Book is titled "Before The First Shots Are Fired."

Obama made me regret voting for wealthy Liberals again in Libya, as it's effects came back to bite him in the ass in 2012, luckily Liberal liars covered that up and still are investigating "themselves".

If you want to get Liberals angry enough to win a war, have ISIS guys with stocking caps on standing by a picture of one of their Yachts, Vineyards or Lear Jets on fire.
Or better yet blow up one of their tax payer funded Wind Turbines that pays them even when not operating as they found out a bird was killed by it.

I thought Iran was so tough and Syria was on its way to defeat Israel (again) and here they sit watching the show while we make fools of ourselves.

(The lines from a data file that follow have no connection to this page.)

PR #2429, opened 2025-03-20
Metadata auto-detection should find `id` columns that are not primary/foreign keys

### LINKED ISSUE #2412: Metadata auto-detection should find `id` columns that are not primary/foreign keys

amontanez24:
resolves #2412

### DIFF
--- a/sdv/metadata/single_table.py
+++ b/sdv/metadata/single_table.py
@@ -135,7 +135,7 @@ class SingleTableMetadata:
     METADATA_SPEC_VERSION = 'SINGLE_TABLE_V1'
     _DEFAULT_SDTYPES = list(_SDTYPE_KWARGS) + list(SDTYPE_ANONYMIZERS)
     _MIN_ROWS_FOR_PREDICTION = 5
-    _NUMERIC_DTYPES = set('i', 'f', 'u')
+    _NUMERICAL_DTYPES = frozenset(['i', 'f', 'u'])
 
     def _validate_numerical(self, column_name, **kwargs):
         representation = kwargs.get('computer_representation')
@@ -505,8 +505,6 @@ class SingleTableMetadata:
 
             if whole_values and positive_values and unique_lt_categorical_threshold:
                 sdtype = 'categorical'
-            elif unique_values == len(data) and whole_values:
-                sdtype = 'id'
 
         return sdtype
 
@@ -517,14 +515,7 @@ class SingleTableMetadata:
             data (pandas.Series):
                 The data to be analyzed.
         """
-        if len(data) <= self._MIN_ROWS_FOR_PREDICTION:
-            sdtype = 'categorical'
-        else:
-            unique_values = data.nunique()
-            if unique_values == len(data):
-                sdtype = 'id'
-            else:
-                sdtype = 'categorical'
+        sdtype = 'categorical'
 
         with warnings.catch_warnings():
             warnings.simplefilter('ignore', category=UserWarning)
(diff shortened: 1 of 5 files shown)


sdv/metadata/single_table.py
```diff
@@ -536,65 +550,125 @@ def _determine_sdtype_for_objects(self, data):
...
+
+            return sdtype, dtype
+
+        except InvalidMetadataError as e:
+            raise e
+        except Exception as e:
+            self._handle_detection_error(e, column_name, table_name)
+
+    def _select_primary_key(self, infer_sdtypes, pk_candidates, pii_pk_candidates):
+        """Select the primary from a list of candidates.
```
R-Palazzo, line 641: Select the primary from a list of candidates.
```suggestion
        """Select the primary key from a list of candidates.
```

sdv/metadata/single_table.py
```diff
@@ -536,65 +550,125 @@ def _determine_sdtype_for_objects(self, data):
...
+
+        If there ary any non-pii candidates, we select the first one. Otherwise, we select the
```
R-Palazzo, line 643:
```suggestion
        If there are any non-pii candidates, we select the first one. Otherwise, we select the
```

tests/integration/metadata/test_metadata.py
```diff
@@ -160,9 +161,17 @@ def test_detect_from_dataframes_multi_table_without_infer_sdtypes():
...
         },
-        'relationships': [],
+        'relationships': [
+            {
+                'child_foreign_key': 'hotel_id',
+                'child_table_name': 'guests',
+                'parent_primary_key': 'hotel_id',
+                'parent_table_name': 'hotels',
+            }
+        ],
```
R-Palazzo, line 174: Thanks to the changes, we can now detect the relationship in this case?

R-Palazzo (approved):
This looks good!
Thanks for the refactoring 🚀

tests/integration/metadata/test_metadata.py
amontanez24: Yeah because the hotel_id is now being detected as the primary key even if we don't detect the sdtypes, so it's able to find the relationship down the line

frances-h (approved):

PR #2431, opened 2025-03-24
Allow default transformers to have custom arguments

frances-h:
This PR updates the data processor so that parameters used to instantiate the default transformer for an sdtype are used to create additional instances of the transformer.

### DIFF
--- a/sdv/data_processing/data_processor.py
+++ b/sdv/data_processing/data_processor.py
@@ -1,6 +1,5 @@
 """Single table data processing."""
 
-import inspect
 import json
 import logging
 import warnings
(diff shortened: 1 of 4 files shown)


gsheni (approved):

sdv/data_processing/data_processor.py
```diff
@@ -494,6 +495,15 @@ def create_regex_generator(self, column_name, sdtype, column_metadata, is_numeri
...
         return transformer
 
+    @staticmethod
+    def _get_transformer_kwargs(transformer):
+        args = inspect.getfullargspec(transformer.__init__).args[1:]
+        return {
+            key: getattr(transformer, key)
+            for key in args
+            if key != 'model_missing_values' and hasattr(transformer, key)
+        }
```
pvk-developer, line 505: This method doesn't seem to belong here. We are trying to avoid creating static methods overall (following our standard). I feel like this method belongs more to `RDT` than the `DataProcessor` class. If we changed something, lets say, we deprecate one more argument, this change won't propagate here. However, if we were to add this to `rdt` we would require a new release etc.. and that is why I would like to suggest the following:
* Move this function to the `_utils.py` in `sdv` (if possible).
* File an issue in `RDT` regarding adding this functionality to the transformers.
* File another issue in `SDV` to remove this utility function and use the transformer's method instead.

pvk-developer (approved):

PR #2439, opened 2025-03-30
Make single table CAGs backwards compatible

fealho:
CU-86b4exee1.

This PR makes the usage of CAGs backwards compatible.

The feature branch `feature/single-table-CAG` adds two new attributes to `BaseSingleTableSynthesizer`: `_chained_patterns` and `_reject_sampling_patterns`. If a synthesizer from an older version is fitted, it won't have these two attributes and will crash during the `reverse_transform`, when the attributes are called.

This PR fixes the issue by skipping the part of the code which uses these attributes if they are not present. This works because that part of the code is only responsible for handling CAGs, which were not supported for the older versions of the synthesizer.

It also fixes the `get_metadata` method for a similar problem when the `_original_metadata` attribute doesn't exist.

### DIFF
--- a/sdv/single_table/base.py
+++ b/sdv/single_table/base.py
@@ -674,7 +674,7 @@ class BaseSingleTableSynthesizer(BaseSynthesizer):
 
         if hasattr(self, '_original_metadata') and version == 'original':
             return self._original_metadata
-        return self.metadata
+        return super().get_metadata()
 
     def _transform_helper(self, data):
         """Validate and transform all CAG patterns during preprocessing.
--- a/sdv/single_table/base.py
+++ b/sdv/single_table/base.py
@@ -191,6 +191,7 @@ class BaseSynthesizer:
     def _get_table_metadata(self):
         if isinstance(self.metadata, Metadata):
             return self.metadata.tables.get(self._table_name, SingleTableMetadata())
+
         return self.metadata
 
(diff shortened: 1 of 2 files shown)


sdv-team:
Task linked: [CU-86b4exee1 SDV - Make CAG reject sampling backwards compatible](https://app.clickup.com/t/86b4exee1)

tests/unit/single_table/test_base.py
```diff
@@ -264,7 +264,7 @@ def test_get_metadata(self):
         result = instance.get_metadata()
 
         # Assert
-        assert result == metadata
+        assert result.to_dict() == metadata.to_dict()
```
fealho, line 267: Metadata is now a deepcopy of the given object, so the ids are not the same anymore.

pvk-developer (approved):

sdv/single_table/base.py
```diff
@@ -672,7 +677,9 @@ def get_metadata(self, version='original'):
                 f"Unrecognized version '{version}', please use 'original' or 'modified'."
             )
 
-        return self._original_metadata if version == 'original' else self.metadata
+        if hasattr(self, '_original_metadata') and version == 'original':
+            return self._original_metadata
```
frances-h, line 681: Add new line

PR #2443, opened 2025-03-31
Update unit test to work with new RDT `learn_rounding_digits` logic 

fealho:


pyproject.toml
```diff
@@ -38,7 +38,7 @@ dependencies = [
     'copulas>=0.12.1',
     'ctgan>=0.11.0',
     'deepecho>=0.7.0',
-    'rdt>=1.14.0',
+    'rdt @ git+https://github.com/sdv-dev/RDT.git@rounding-dtype-object',
```
amontanez24, line 41: can we bump this to use the release candidate [1.15.1.dev0](https://pypi.org/project/rdt/1.15.1.dev0/)? If it works we can go through with the release

frances-h (commented):
Can you update the test docstring so it's accurately explaining what the test is doing now?

Also since this test is showing that we don't round if we exceed the max number of decimals, should we increase the number of decimal places by 1 so it keeps the old behavior?

frances-h (approved):

amontanez24 (approved):

PR #2458, opened 2025-04-11
When auto-detecting metadata, add a parameter to control the foreign key detection algorithm

### LINKED ISSUE #2456: When auto-detecting metadata, add a parameter to control the foreign key detection algorithm

amontanez24:
resolves #2456

### DIFF
--- a/.github/workflows/dtypes.yml
+++ b/.github/workflows/dtypes.yml
@@ -1,9 +1,8 @@
 name: Dtypes Tests
 
 on:
-  push:
-  pull_request:
-    types: [opened, reopened]
+  schedule:
+    - cron: '0 3 * * 1'
 
 concurrency:
   group: ${{ github.workflow }}-${{ github.ref }}
--- a/.github/workflows/dtypes_benchmark.yml
+++ b/.github/workflows/dtypes_benchmark.yml
@@ -1,9 +1,8 @@
 name: Data Types Benchmark
 
 on:
-  push:
-    branches:
-      - main
+  schedule:
+    - cron: '0 3 * * 1'
 
 jobs:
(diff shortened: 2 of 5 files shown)


.github/workflows/dtypes.yml
```diff
@@ -1,9 +1,8 @@
 name: Dtypes Tests
 
 on:
-  push:
-  pull_request:
-    types: [opened, reopened]
+  schedule:
```
gsheni, line 4:
```suggestion
  workflow_dispatch:
  schedule:
```

frances-h (approved):

R-Palazzo (approved):

PR #2468, opened 2025-04-16
Metadata auto-detection no longer reuses the foreign key when creating a relationship

### LINKED ISSUE #2453: Metadata validation does not catch the case where a foreign key is reused
### Environment Details
* SDV version: 1.19.0
* Python version: 3.11
* Operating System: Linux (Colab notebook)

### Error Description
Given a column, it should only be possible to list it as a foreign key _once_ in the `'relationships'` portion of my metadata. It does not make sense for this same column to be listed multiple times as a foreign key to different tables; it is not possible for a single column to simultaneously refer to multiple, different columns.

### Steps to reproduce
The example below creates a metadata that lists the _same_ foreign key column twice in the `'relationships'` section -- once as linking to table `'A'` and once as linking to table `'B'`. This should not be possible, as the same column cannot be simultaneously linking to 2 different parent tables.

Image

Yet, this validates without any errors:

```python

    'tables': {
        'A': {
            'primary_key': 'id',
            'columns': {
                'id': { 'sdtype': 'id'},
            }
        },
        'B': {
            'primary_key': 'id',
            'columns': {
                'id': { 'sdtype': 'id'},
            }
        },
        'C': {
            'columns': {
                'parent_id': { 'sdtype': 'id'},
            }
        }
    },
    'relationships': [{
        'parent_table_name': 'A',
        'parent_primary_key': 'id',
        'child_table_name': 'C',
        'child_foreign_key': 'parent_id'
    },{
        'parent_table_name': 'B',
        'parent_primary_key': 'id',
        'child_table_name': 'C',
        'child_foreign_key': 'parent_id'
    }]
})

metadata.validate()
```

### Expected Behavior
The metadata `validate` should make sure that a given column only appears as a foreign key _once_ (within all the relationships listed). If this is not true, I expect an `InvalidMetadataError` to be thrown.

The error can describe which relationships are having issues. It can list the offending instance(s), when we detect that the foreign key is being re-used.

```
Relationships:
Relationship between tables (B, C) uses a foreign key column ('parent_id') that is already used in another relationship.
```

### Additional Context
Such a relationship would imply that table A's primary key and table B's primary key are completely in-sync. The recommended solution is to then list a [PrimaryToPrimaryKey pattern](https://docs.sdv.dev/sdv/reference/constraints/constraint-augmented-generation-cag/primarytoprimarykey) between table's A and B. Meanwhile, C should only link to _one of them_.

Currently, when you give SDV the (incorrect) schema: 
- HMA will ultimately crash during fitting with `KeyError: 'parent_id'`
- HSA will not crash and will successfully sample data. However, the relationship validity will only be guaranteed for _one_ of the relationships listed (not both). The diagnostic score will not be 1.0.

### LINKED ISSUE #2454: Metadata auto-detection should not be creating a schema where a foreign key column is reused
### Environment Details
* SDV version: 1.19.0
* Python version: 3.11

### Error Description
The SDV Enterprise's metadata detection can sometimes create as schema where the same column is listed as a foreign key multiple times (as part of multiple relationships).

- (a) This does not make sense, because the same column cannot simultaneously be referring to multiple different primary keys and
- (b) Ultimately, our synthesizers cannot effectively model such a schema anyways. HMA will crash

I expect that the auto-detect method should only allow a column to be listed once as a foreign key (considering all the relationships of the metadata).

### Steps to reproduce
```python
import pandas as pd
import numpy as np

# create a schema with 3 tables: A, B, and C
A = pd.DataFrame(data={
    'id': ['id-' + str(i) for i in range(100)],
    'col1': [round(i, 2) for i in np.random.uniform(low=0, high=10, size=100)]
})

B = pd.DataFrame(data={
    'id': ['id-' + str(i) for i in range(100)],
    'col2': [round(i, 2) for i in np.random.uniform(low=0, high=10, size=100)]
})

C = pd.DataFrame(data={
    'id': ['id-' + str(i) for i in np.random.randint(0, 100, size=1000)],
    'col3': [round(i, 2) for i in np.random.uniform(low=0, high=10, size=1000)]
})

data = {
    'A': A,
    'B': B,
    'C': C
}

# auto-detect the metadata
metadata = Metadata.detect_from_dataframes(data)
metadata.visualize()
```

Observe that it lists `C.id` as a foreign key twice: First to refer to `A.id`, and then again to refer to `B.id`. It should not be possible for a column to simultaneously refer to two different primary key columns.

Image

Next, try passing it into HMA. It will crash during fit because the schema is ultimately not valid.

```python
synthesizer.fit(data)
```
```
KeyError: 'id'
```

### Expected Behavior
The auto-detect should only list a column as a foreign key once within the metadata.

In this case, it doesn't really matter whether it detects `C.id` as referring to `A.id` or `B.id` (either is a reasonable option). But whatever it chooses, it should only list it once.

### Additional Context
`metadata.validate()` should also be failing on such a metadata. That is covered in a separate issue #2453

pvk-developer:
Resolves #2454 
Resolves #2453
CU-86b4kbb27

### DIFF
--- a/sdv/metadata/multi_table.py
+++ b/sdv/metadata/multi_table.py
@@ -174,7 +174,7 @@ class MultiTableMetadata:
         self, parent_table_name, parent_primary_key, child_table_name, child_foreign_key
     ):
         for relationship in self.relationships:
-            foreign_key_already_exists = (
+            foreign_key_already_used = (
                 relationship['child_table_name'] == child_table_name
                 and relationship['child_foreign_key'] == child_foreign_key
             )
@@ -182,7 +182,7 @@ class MultiTableMetadata:
                 relationship['parent_table_name'] == parent_table_name
                 and relationship['parent_primary_key'] == parent_primary_key
             )
-            if foreign_key_already_exists and not parent_matches:
+            if foreign_key_already_used and not parent_matches:
                 raise InvalidMetadataError(
                     f'Relationship between tables ({parent_table_name}, {child_table_name}) uses '
                     f"a foreign key column ('{child_foreign_key}') that is already used in another "
--- a/sdv/metadata/multi_table.py
+++ b/sdv/metadata/multi_table.py
@@ -304,9 +304,6 @@ class MultiTableMetadata:
         self._validate_relationship_does_not_exist(
             parent_table_name, parent_primary_key, child_table_name, child_foreign_key
         )
-        self._validate_foreign_key_is_not_reused(
-            parent_table_name, parent_primary_key, child_table_name, child_foreign_key
-        )
         self._validate_child_map_circular_relationship(child_map)
 
         self.relationships.append({
--- a/sdv/metadata/multi_table.py
+++ b/sdv/metadata/multi_table.py
@@ -180,8 +180,18 @@ class MultiTableMetadata:
                 and relationship['child_table_name'] == child_table_name
                 and relationship['child_foreign_key'] == child_foreign_key
             )
+            foreign_key_already_exists = (
+                relationship['child_table_name'] == child_table_name
+                and relationship['child_foreign_key'] == child_foreign_key
+            )
             if already_exists:
                 raise InvalidMetadataError('This relationship has already been added.')
+
+            if foreign_key_already_exists:
+                raise InvalidMetadataError(
+                    f"The foreign key '{child_foreign_key}' for table '{child_table_name}' is "
+                    'already being used in a relationship.'
+                )
 
     def _validate_relationship(
         self, parent_table_name, child_table_name, parent_primary_key, child_foreign_key
--- a/sdv/metadata/multi_table.py
+++ b/sdv/metadata/multi_table.py
@@ -170,6 +170,25 @@ class MultiTableMetadata:
                 'with a non-primary key.'
             )
 
+    def _validate_foreign_key_is_not_reused(
+        self, parent_table_name, parent_primary_key, child_table_name, child_foreign_key
+    ):
+        for relationship in self.relationships:
+            foreign_key_already_exists = (
+                relationship['child_table_name'] == child_table_name
+                and relationship['child_foreign_key'] == child_foreign_key
+            )
+            parent_matches = (
+                relationship['parent_table_name'] == parent_table_name
+                and relationship['parent_primary_key'] == parent_primary_key
+            )
+            if foreign_key_already_exists and not parent_matches:
+                raise InvalidMetadataError(
+                    f'Relationship between tables ({parent_table_name}, {child_table_name}) uses '
+                    f"a foreign key column ('{child_foreign_key}') that is already used in another "
+                    'relationship.'
+                )
+
     def _validate_relationship_does_not_exist(
         self, parent_table_name, parent_primary_key, child_table_name, child_foreign_key
     ):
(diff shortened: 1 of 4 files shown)


sdv-team:
Task linked: [CU-86b4kbb27 SDV - Metadata auto-detection should not be creating a schema where a foreign key column is reused #2454](https://app.clickup.com/t/86b4kbb27)

frances-h (approved):

sdv/metadata/multi_table.py
```diff
@@ -180,9 +180,19 @@ def _validate_relationship_does_not_exist(
                 and relationship['child_table_name'] == child_table_name
                 and relationship['child_foreign_key'] == child_foreign_key
             )
+            foreign_key_already_exists = (
```
amontanez24, line 183: minor: can we call this `foreign_key_used_in_other_relationship` or `foreign_key_already_used`?

amontanez24 (commented):
The issue says that sometimes a foreign key was detected for multiple columns, but I don't see any changes to the detect method

pvk-developer:
> The issue says that sometimes a foreign key was detected for multiple columns, but I don't see any changes to the detect method

There is no need to handle that during detection itself, since we are not supporting this schema (as per issue #2453 ) as long as we validate this during `add_relationship` we are covered in a wider variety of cases.
Here is the code for detecting: https://github.com/sdv-dev/SDV/blob/3155834c07e631647482251de6ad10a96c057b5e/sdv/metadata/multi_table.py#L526

This change will also propagate to `SDV-Enterprise` without a need to update the code base there.

sdv/metadata/multi_table.py
```diff
@@ -282,6 +304,9 @@ def add_relationship(
         self._validate_relationship_does_not_exist(
             parent_table_name, parent_primary_key, child_table_name, child_foreign_key
         )
+        self._validate_foreign_key_is_not_reused(
+            parent_table_name, parent_primary_key, child_table_name, child_foreign_key
+        )
```
frances-h, line 309: I don't think we need to call `_validate_foreign_key_is_not_reused` again here because we already called `_validate_relationships`. Also do you know if there's a specific reason why `_validate_relationship_does_not_exist` isn't called in `_validate_relationships`?

pvk-developer: Yes, because we use it during `validate` which validates each relationship one by one. If we called this `_validate_relationship_does_not_exist` this would raise errors saying that the relationships exist.

sdv/metadata/multi_table.py
```diff
@@ -170,6 +170,25 @@ def _validate_foreign_child_key(self, child_table_name, parent_table_name, child
                 'with a non-primary key.'
             )
 
+    def _validate_foreign_key_is_not_reused(
+        self, parent_table_name, parent_primary_key, child_table_name, child_foreign_key
+    ):
+        for relationship in self.relationships:
+            foreign_key_already_used = (
```
amontanez24, line 177: won't this cause the detection to error if it accidentally tries to add a relationship with a foreign key that's already used? I don't think it should crash. Instead I think the detection should just not detect a foreign key it already has seen

amontanez24: nvm the add_relationship is wrapped in a try/catch

amontanez24 (approved):

frances-h (approved):

R-Palazzo (approved):

PR #2477, opened 2025-04-22
Fix: Error message for reused foreign key in relationships was showing the valid relationship too

pvk-developer:
As part of #2454 and #2453 we've updated the behavior of the validate command when handling reused foreign keys in relationships.

### Previous behavior:
When multiple relationships used the same foreign key, the validation output would display all of them, even if the first one was valid. For example:
```python
Relationships:
Relationship between tables (A1, A3) uses a foreign key column ('fk3_A1_A2') that is already used in another relationship.
Relationship between tables (A2, A3) uses a foreign key column ('fk3_A1_A2') that is already used in another relationship.
```

### New behavior:
With the latest implementation, the validation will now retain the first valid relationship and only raise errors for subsequent conflicting relationships using the same foreign key. Example output:

```
Relationships:
Relationship between tables (A2, A3) uses a foreign key column ('fk3_A1_A2') that is already used in another relationship.
```

### DIFF
--- a/sdv/metadata/multi_table.py
+++ b/sdv/metadata/multi_table.py
@@ -190,8 +190,12 @@ class MultiTableMetadata:
                 )
 
     def _validate_foreign_key_uniqueness_across_relationships(
-        self, parent_table_name, parent_primary_key, child_table_name,
-        child_foreign_key, seen_foreign_keys
+        self,
+        parent_table_name,
+        parent_primary_key,
+        child_table_name,
+        child_foreign_key,
+        seen_foreign_keys,
     ):
         key = (child_table_name, child_foreign_key)
         current_relationship = (parent_table_name, parent_primary_key)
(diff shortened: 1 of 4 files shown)


sdv/metadata/multi_table.py
```diff
@@ -783,8 +800,12 @@ def validate(self):
         """
         errors = []
         self._validate_single_table(errors)
+        self._seen_foreign_keys = {}
```
amontanez24, line 803: can we just make this a variable and not store it on the class

pvk-developer: Done in [81a46ae](https://github.com/sdv-dev/SDV/pull/2477/commits/81a46ae0f4abdf8a8dfbb4eb23db068b6b56fc1a)

amontanez24 (approved):

frances-h (approved):

Issue #961, opened 2022-08-18
Foreign Key can't be in Unique constraint


LiFaytheGoblin:
### Environment Details

Please indicate the following details about the environment in which you found the bug:

* SDV version: 0.16.0
* Python version: 3.8
* Operating System: Ubuntu 20.04.4

### Error Description

I tried to create relational data with 2 tables:
- a table of `sections` with their id, rank, and amount of elements in a section and 
- a table of `elements` with their id, which section they belong to, rank within the section, and type of element

For `elements` I added a Unique constraint for the combination of the columns section and rank, so that the rank is unique per section.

Don't wealthy Green Energy backers from the Persian Gulf have warplanes or are they all flying Casinos to practice in prior to landing in Monaco where Al Gore awaits for them getting a massage on one of their Yachts moored there.....?


----------



## NYC Composer (Sep 13, 2014)

chimuelo @ Sat Sep 13 said:


> :lol:
> 
> I am A-Political Larry.
> If you get a chance read a little or see if CSPAN or PBS has the book signing event from Barnes & Noble in NYC from weeks back about General Zinni.
> ...



In all honesty Chim-you don't seem apolitical. You present balanced views on certain things, but the constant stream of "wealthy re-distributors" comments certainly seem aimed at the left. I'm rather surprised, as an apolitical person, that your rage is directed at "Liberals" more than at Big Dick Cheney, the worst thing to happen in American politics in my memory. I am left of center but not an ideologue, and I would never describe myself as apolitical for some good reasons. I am no Al Gore fan at all, but I don't believe we would have ended up in Iraq had he been installed as Prez (he WAS elected.) That's politics.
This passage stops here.